■ **PROBLEM TO SOLVE**:
Start to finish, return the listing exactly as written.

■ **INFORMATION SUPPLIED**:

PR #1172, opened 2020-01-03
[Image Copy] Fix snapshot create issue

qwordy:
This issue is due to a breaking change of snapshot service. The service changed a parameter (source storage account ID) from optional to mandatory recently. This PR infers source storage account ID automatically to fix this issue. Breaking change is catastrophic.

■ **ANSWER TO THE PROBLEM**:
PR #1172, opened 2020-01-03
[Image Copy] Fix snapshot create issue

qwordy:
This issue is due to a breaking change of snapshot service. The service changed a parameter (source storage account ID) from optional to mandatory recently. This PR infers source storage account ID automatically to fix this issue. Breaking change is catastrophic.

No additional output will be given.